Pipelines Docs is in beta — content is actively being added.
Platform GuideTasks & Work

Task Lifecycle

Where human evaluation work on agent runs shows up, and how it flows through a pipeline.

A task is a single unit of work that moves through a pipeline. In the agent-testing model, each dataset row becomes one (agent, task) run: the agent executes, its tool calls route through the Odyssey proxy, and an LLM judge grades the trajectory. Tasks become visible work for people when a pipeline asks a human to evaluate or review an agent's output — for example when it has human-eval fields (an agent-mode field paired with a human grade) or a review step. Those are the moments that surface as tasks for contributors and reviewers to pick up.

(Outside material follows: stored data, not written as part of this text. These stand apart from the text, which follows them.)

PR #1261, opened 2019-11-22
Pass along existing progress indicator if one exists.

brian-mcnamara:
Running a plugin in headless mode, this is overriding my progress bar I have configured to pipe the progress to the terminal. Can't think of a reason we cant use the existing one if it exists.

### DIFF
--- a/platform/platform-tests/testSrc/com/intellij/openapi/progress/impl/ProgressIndicatorTest.java
+++ b/platform/platform-tests/testSrc/com/intellij/openapi/progress/impl/ProgressIndicatorTest.java
@@ -859,7 +859,7 @@ public class ProgressIndicatorTest extends LightPlatformTestCase {
 
   public void testProgressIndicatorNotOverriddenIn_InRunProcessWithProgressSynchronously_duringWriteAction() {
     final String progressIndicatorText = "Progress indicator text";
-    ProgressIndicator progressIndicator = new ProgressIndicatorStub() {
+    ProgressIndicator progressIndicator = new ProgressIndicatorBase() {
       String text;
 
       @Override
@@ -870,11 +870,6 @@ public class ProgressIndicatorTest extends LightPlatformTestCase {
       @Override
       public String getText() {
         return text;
-      }
-
-      @Override
-      public void processFinish() {
-        //Prevent throwing runtimeException.
       }
     };
     ApplicationManager.getApplication().runWriteAction(() -> {
--- a/platform/platform-tests/testSrc/com/intellij/openapi/progress/impl/ProgressIndicatorTest.java
+++ b/platform/platform-tests/testSrc/com/intellij/openapi/progress/impl/ProgressIndicatorTest.java
@@ -856,4 +856,23 @@ public class ProgressIndicatorTest extends LightPlatformTestCase {
     catch (ProcessCanceledException ignored) {
     }
   }
+
+  public void testProgressIndicatorNotOverriddenIn_InRunProcessWithProgressSynchronously_duringWriteAction() {
+    ProgressIndicator progressIndicator = new ProgressIndicatorStub() {
+      @Override
+      public void processFinish() {
+
+      }
+    };
+    ApplicationManager.getApplication().runWriteAction(() -> {
+      ProgressManager.getInstance().executeProcessUnderProgress(() -> {
+        ApplicationManagerEx.getApplicationEx().runProcessWithProgressSynchronously(() -> {
+          assertFalse(progressIndicator.isCanceled());
+          ProgressManager.getInstance().getProgressIndicator().cancel();
+        }, "NotUsed", true, null);
+      }, progressIndicator);
+    });
+
+    assertTrue(progressIndicator.isCanceled());
+  }
 }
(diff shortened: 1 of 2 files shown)


donnerpeter:
Could you please add a test, probably, to `ProgressIndicatorTest`?

brian-mcnamara:
Thanks for taking a look Peter. I have added a test for the write action case, however (please correct me if there is a way), I could not find a way to test the headless && !unitTest case (the case I will use this for).

platform/platform-tests/testSrc/com/intellij/openapi/progress/impl/ProgressIndicatorTest.java
```diff
@@ -856,4 +856,23 @@ private static void checkIndicatorNotThrowInThisOldStaleDisgustingNonCancelableS
     catch (ProcessCanceledException ignored) {
     }
   }
+
+  public void testProgressIndicatorNotOverriddenIn_InRunProcessWithProgressSynchronously_duringWriteAction() {
+    ProgressIndicator progressIndicator = new ProgressIndicatorStub() {
+      @Override
+      public void processFinish() {
```
donnerpeter: What's this processFinish for?

platform/platform-tests/testSrc/com/intellij/openapi/progress/impl/ProgressIndicatorTest.java
```diff
@@ -856,4 +856,23 @@ private static void checkIndicatorNotThrowInThisOldStaleDisgustingNonCancelableS
...
+
+      }
+    };
+    ApplicationManager.getApplication().runWriteAction(() -> {
+      ProgressManager.getInstance().executeProcessUnderProgress(() -> {
+        ApplicationManagerEx.getApplicationEx().runProcessWithProgressSynchronously(() -> {
+          ProgressIndicator progressManagerIndicator = ProgressManager.getInstance().getProgressIndicator();
+          assertEquals(progressIndicator, progressManagerIndicator);
```
donnerpeter: I had a more behavioral test in mind, i.e. you set text on one indicator and check that the other has it as well. Then there would be other ways of fulfilling this requirement, if this one is found to be problematic for any reason.

platform/platform-tests/testSrc/com/intellij/openapi/progress/impl/ProgressIndicatorTest.java
brian-mcnamara: Need to override it otherwise com/intellij/openapi/progress/impl/CoreProgressManager.java:169 throws a runtime exception.

platform/platform-tests/testSrc/com/intellij/openapi/progress/impl/ProgressIndicatorTest.java
brian-mcnamara: Sure, I had a more behavioral test in my last commit, but thought it may not be easy to understand the test is ultimately ensuring the progress indicator is the one being sent into the executeProcessUnderProgress. Let me go back and rework it a bit.

platform/platform-tests/testSrc/com/intellij/openapi/progress/impl/ProgressIndicatorTest.java
donnerpeter: You could use a more normal indicator like ProgressIndicatorBase instead of this test-only one.

donnerpeter:
Great, thanks! Do you need this in 2019.3?

donnerpeter:
Interestingly, this leads to a failure in a couple tests in Ultimate. So far I haven't investigated why.

Assertion failed
	at com.intellij.testFramework.LoggedErrorProcessor.processError(LoggedErrorProcessor.java:56)
	at com.intellij.testFramework.TestLogger.error(TestLogger.java:40)
	at com.intellij.openapi.diagnostic.Logger.error(Logger.java:166)
	at com.intellij.openapi.diagnostic.Logger.assertTrue(Logger.java:180)
	at com.intellij.openapi.diagnostic.Logger.assertTrue(Logger.java:189)
	at com.intellij.openapi.progress.util.ProgressWindow.start(ProgressWindow.java:113)
	at com.intellij.openapi.progress.impl.CoreProgressManager.lambda$runProcess$2(CoreProgressManager.java:154)

brian-mcnamara:
> Great, thanks! Do you need this in 2019.3?

I'm in no rush, especially with the failures you mentioned.

> Interestingly, this leads to a failure in a couple tests in Ultimate. So far I haven't investigated why.

Weird, I did check the other tests and didn't see any new failures. I assume ultimate tests are internal only. Let me know if there is anything I can do to help.

Thanks again for your help looking at this.

donnerpeter:
So I've finally digged a bit deeper, and it turns out there's code that calls `progressIndicator.stop` prematurely, and after this change it does so on the outer indicator, and after that the next `runProcessWithProgressSynchronously` with the same outer indicator will try to `start` it again and on some indicators (e.g. `ProgressWindow`) that'll fail. Calling `stop` prematurely is most likely a bug, but there's an unknown amount of code doing that, and now they'd start getting quite cryptic errors. I don't have specific ideas on addressing that yet, just keeping you posted.

brian-mcnamara:
Thanks for the update! Was looking forward to hearing what you uncovered.

I'd be curious what the plugin is trying to do by calling stop on the EmptyProgressBar (My guess would be some kind of message passing). One way around would just be to have the plugin set the progress bar to an Empty progress bar. However I am curious how many plugins would run into this. My assumption was only a handful would be running headless and be using the empty progress bar.

Anyway thanks for looking into this more. Let me know if you have any ideas, Ill keep thinking on it, but I worry there is not much that can be done unless we add another gating mechanism (not saying that is the right thing todo).

donnerpeter:
It seems that an easiest way around is to still create a new indicator but propagate its text/fraction changes to the outer indicator. I can do this, but only if it's still needed: see, in master this code is no longer executed under headless mode, only from write action. Do you still need this functionality?

brian-mcnamara:
Oh nice! Removing headless instances from that branch will solve this issue for me. Thanks for bringing that to my attention. Closing this out since master has those changes.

Each task creates node instances at every step it reaches, and each node instance has its own status.

Task states

StatusDescription
PendingCreated but not yet available for work.
In ProgressAt least one node instance is actively being worked on.
PausedThe pipeline was paused. The task resumes when the pipeline is reactivated.
FinishedAll nodes completed successfully — the task has reached an End node.
EscalatedFlagged for admin attention due to review failures exceeding limits.
QuarantinedHeld because the task exceeded the maximum number of re-reviews.
FailedAn unrecoverable error occurred during processing.

Node instance states

StatusDescription
PendingThe task has not yet reached this node.
AvailableReady to be claimed by a contributor or processed by an LLM.
ClaimedA contributor has claimed this node, or an LLM is generating a response.
SubmittedWork has been submitted, awaiting the next step.
FinishedThe node is complete.
EscalatedThe node has been escalated to an admin.
QuarantinedThe node is held due to re-review limits.
N/AThe node was skipped (e.g., a logic gate routed the task down a different path).
DeferredThe node is waiting for an upstream dependency.

Task flow

A typical task lifecycle:

  1. Created — a task is created from a dataset row and enters the pipeline at the Start node, pairing the row with the agent under test.
  2. Available — the first node becomes available. An agent run or LLM step is processed automatically; a human-eval or review step becomes available for a contributor to claim.
  3. Claimed — a contributor claims the human-eval step from their work queue, or the agent/LLM begins executing.
  4. Submitted — the contributor records their grade and submits, or the agent run / LLM generation finishes.
  5. Reviewed (if applicable) — the task moves to a review node where a reviewer passes or fails the submission. A failed review sends the task back for rework.
  6. Finished — the task reaches an End node and is marked as Finished.

Contributors and reviewers pick up the human-eval steps from their work queue — claiming a step to evaluate or review an agent's output — but most of the lifecycle runs on its own as the agent executes and the judge grades the trajectory.

Viewing tasks

Data Explorer

The primary interface for viewing and managing tasks is the Data Explorer, where you inspect agent traces in depth. It is accessible from the pipeline page; the header shows the task completion count and provides access to task creation, export, and creating derived columns. To drill into a single agent's trajectory and tool calls, see inspecting runs.

The Data Explorer has four tabs:

  • Task Metadata — task-level information: status, current node, assignee, timestamps, and per-node status columns.
  • Task Data — all form field values across nodes, including LLM responses and evaluations.
  • Evaluation Analytics — scorecard and per-field analytics for evaluation results (shown when the pipeline has evaluation fields).
  • LLM Analytics — LLM generation metrics (shown when the pipeline has LLM nodes).

Task detail

Click View on any task row to open a detail modal with two views:

  • Nodes view — per-node breakdown of form fields, submitted values, review data, and LLM output.
  • Timeline view — chronological history of all submissions, reviews, and state changes for the task.

Admin operations

Admins can perform the following operations on tasks:

  • View any task — open the full submission and review data.
  • Edit submissions — modify submitted field values.
  • Release — unclaim a task, returning it to the available queue.
  • Escalate/De-escalate — manually change escalation status.
  • Tag — apply tags to tasks for filtering and organization.

Bulk actions

Select multiple tasks in the Data Explorer to:

  • Export — download selected tasks as CSV, JSON, or ZIP.
  • Evaluate — run evaluations on selected tasks.
  • Delete — permanently remove selected tasks.